On the 19th of November the Paris Civil Court of Second instance found that Google AdWords in Google France v Syndicat français de la literie has not infringed TM-rights and was furthermore as a (hosting) provider exempted from liability.This comes as a big surprise, taking into account the traditionally very trademark-owner approach of French courts. This case is however NOT ONE OF THE CASE which was REFERRED TO THE ECJ.
Questions remaining after Google France:
When discussing the issue AdWords and liability there are three aspects that need to be addressed separately:
- The liability of Google AdWords for (direct) trademark infringement is the first issue. However this issue was one of the very few things the ECJ in Google really made clear in it’s Google France decision. In the view of the ECJ Google does not infringe third party TM as Google doesn’t use the TM in the course of trade (para 55). Thus, following the ECJ’s Google France decisions it will be very hard to a court to rule that Google infringed third party TM rights.
- The second issue is the liability of individual advertisers for trademark infringements. The ECJ’s answer to this question was very vague and is currently the most important question in regards to keyword advertising.
- The third issue concerns the indirect liability of Google as it a (hosting) provider, allowing advertisers to book keywords and to draft the text of ads. The ECJ was again very vague when it came to answering this question, and left practitioners, lawyers and judges with the smart formula that Google might only be exempted from liability for the TM-infringements of its clients if Google remained ‘neutral‘. Needless to say that the ECJ didn’t really specify what it meant by ‘neutral‘.
This is the background against which the most recent post-Google-France decision on Google France was delivered in the case “Google France / Syndicat français de la literie” by the Cour d’appel de Paris on the 19th of November 2010.
Facts of the case:
In this case the owners of a trademark with a reputation (‘Belle Literie‘) were litigating against Google but didn’t succeed. According to leading German IT/IP-website Links&Law the court revoked the decision of the court of first instance from 2007 and found, based on the ECJ’s Google France decision, that Google had not infringed trademark rights and that Google was exempted from liability as a provider (Art 14 2000/31/EC). The court however ruled that the liability exemption might become invalid if the provider fails, to expeditiously remove or disable access to information which caused the infringement. In the respective case the notification of the trademark owner however was found by the court to have been too vague.
No (direct) TM-infringement by Google:
One can only but agree with Dr. Ott that the fact that court found no direct TM-infringement does not come as a big surprise.

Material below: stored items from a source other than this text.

PR #13719, opened 2021-11-22
Fix for problems in disable_boot_menu_timeout.pm

rakoenig:
- Module was called from YAML schedules that don't use
  setup_libyui
- YAML schedules reverted back to disable_grub_timeout

- Related ticket: https://progress.opensuse.org/issues/102780
- Needles: n.a.
- Verification run: https://openqa.suse.de/tests/7718210

### DIFF
--- a/schedule/yast/encryption/lvm_encrypt_separate_boot_pvm.yaml
+++ b/schedule/yast/encryption/lvm_encrypt_separate_boot_pvm.yaml
@@ -27,7 +27,7 @@ schedule:
   - installation/authentication/default_user_simple_pwd
   - installation/installation_overview
   - installation/bootloader_settings/disable_plymouth
-  - installation/bootloader_settings/disable_boot_menu_timeout
+  - installation/disable_grub_timeout
   - installation/start_install
   - installation/await_install
   - installation/logs_from_installation_system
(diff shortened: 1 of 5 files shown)


ge0r (approved):
LGTM!

schedule/yast/encryption/lvm_encrypt_separate_boot_pvm.yaml
```diff
@@ -27,7 +27,7 @@ schedule:
   - installation/authentication/default_user_simple_pwd
   - installation/installation_overview
   - installation/bootloader_settings/disable_plymouth
-  - installation/bootloader_settings/disable_boot_menu_timeout
+  - installation/disable_grub_timeout
```
jknphy, line 30: looks like this change was not needed. right?

rakoenig: You are right from the point of view that disable_plymouth is using libyui as well. I guess the problem is that I selected the files to change by loooking who is using disable_boot_menu_timeout but not using setup_libyui. Now looking at the YAML again I see a innocent variable "YUI_REST_API: 1" that seems to trigger libyui without explicitly mentioning in the schedule. Now I clearly understand the very deep love for variables... ;-)

jknphy: could you do a quick revert of this line?

rakoenig: Ok, pushed a commit with reverting this to the branch.

PR #13724, opened 2021-11-23
Need more time to match gnome-setting on ARM

lemon-suse:
Through manual test on ARM, I found after click the 'setting' it will show the desktop firstly then show the gnome-setting, it is slow on ARM, so we need wait more time to catch the gnome-setting.

- Related ticket: https://progress.opensuse.org/issues/102494
- Needles: N/A
- Verification run: https://openqa.nue.suse.com/tests/7714299#step/install_service/342

### DIFF
--- a/lib/x11test.pm
+++ b/lib/x11test.pm
@@ -740,7 +740,8 @@ sub start_gnome_settings {
 
     if (!$is_sle_12_sp1 || $settings_menu_loaded) {
         assert_and_click 'settings';
-        assert_screen 'gnome-settings';
+        my $timeout = (check_var('ARCH', 'aarch64')) ? '180' : '30';
+        assert_screen 'gnome-settings', $timeout;
     }
 }
 


lib/x11test.pm
```diff
@@ -740,7 +740,9 @@ sub start_gnome_settings {
 
     if (!$is_sle_12_sp1 || $settings_menu_loaded) {
         assert_and_click 'settings';
-        assert_screen 'gnome-settings';
+        my $timeout = 30;
+        $timeout = 180 if (check_var('ARCH', 'aarch64'));
```
tinawang123, line 744: Only aarch64?

hjluo (approved):

lib/x11test.pm
```diff
@@ -740,7 +740,8 @@ sub start_gnome_settings {
 
     if (!$is_sle_12_sp1 || $settings_menu_loaded) {
         assert_and_click 'settings';
-        assert_screen 'gnome-settings';
+        my $timeout = (check_var('ARCH', 'aarch64')) ? '180' : '30';
+        assert_screen 'gnome-settings', $timeout;
```
rfan1, line 744: Lemon, why don't we use assert_screen 'gnome-settings', 180? here?

lemon-suse: Because currently we only found this issue on ARM.

rfan1:
I suggest not using ARM, aarch64 should be better, others LGTM

rfan1 (approved):
LGTM

lib/x11test.pm
lemon-suse: This issue only happened on ARM so we shouldn't enlarge the timeout value for other arches when the value is much larger than the original value, or this will lead to need wait unexpected time when other issue happens for other arches.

Google acting as a neutral hosting provider:
What however came indeed as a big surprise is the fact that the court also ruled that Google was exempted from liability as a provider. In fact this means that the court is of the opinion that Google AdWords stayed “neutral“. In this context the court explicitly mentioned that it is the advertiser who chooses the keywords and that Google even warns the advertiser about possible TM-infringements also in respect to the “broad match function“.
Translation by Google Translate: “That with respect to keywords, it is undisputed that Google warns that advertisers on the consequences of their choices and the possible presence in the list of terms suggested by the generator (which operates automatically from queries the most frequent users), signs covered by an exclusive right, otherwise not involved in this election nor in the one made by advertisers of the “broad match” […] That the choice of keywords is thus the result of the advertiser […] There is no evidence that Google has control over such a choice;
Authentic French text: “Que s’agissant des mots clés, il n’est pas contesté que Google qui met en garde les annonceurs sur les conséquences de leur choix et sur la présence possible dans la liste des termes suggérés par le générateur (qui opère de façon automatique à partir des requêtes les plus fréquentes des internautes), de signes couverts par un droit exclusif, n’intervient pas autrement dans ce choix ni dans celui effectué par les annonceurs de l’option “requête large” […] Que le choix des mots clés est ainsi le fait de l’annonceur […] Qu’il n’est pas établi que Google exerce un contrôle sur un tel choix “
In the light of a long history of French court finding Google liable and guilty pretty much on all legal grounds one can think of; this is indeed a very interesting development.
Notice being to vague:
A second very interesting aspect of this case lies in the fact that the court apparently found the notice in which Google got informed about the alleged TM-violation to “vague“. The reason therefore was the claimant back in 2005 sent an old-fashioned (registered) letter which only contained the information that Google used the TM as a keyword but did not further specify the infringement.
Translation by Google Translate: “Rapid investigations have indeed found that your company uses this brand as ‘keyword’
Authentic French text: “Rapid investigations m have indeed found that your company uses this brand as ‘keyword’).
The decision it seems to be clear victory for Google as the French court did not only correctly apply (something previously mainly the Germans but for sure not the English were famous for) the ECJ’s Google France decision is respect to the direct TM-infringement but also ruled that AdWords stayed “neutral” and thus should benefit from the hosting liability exemption.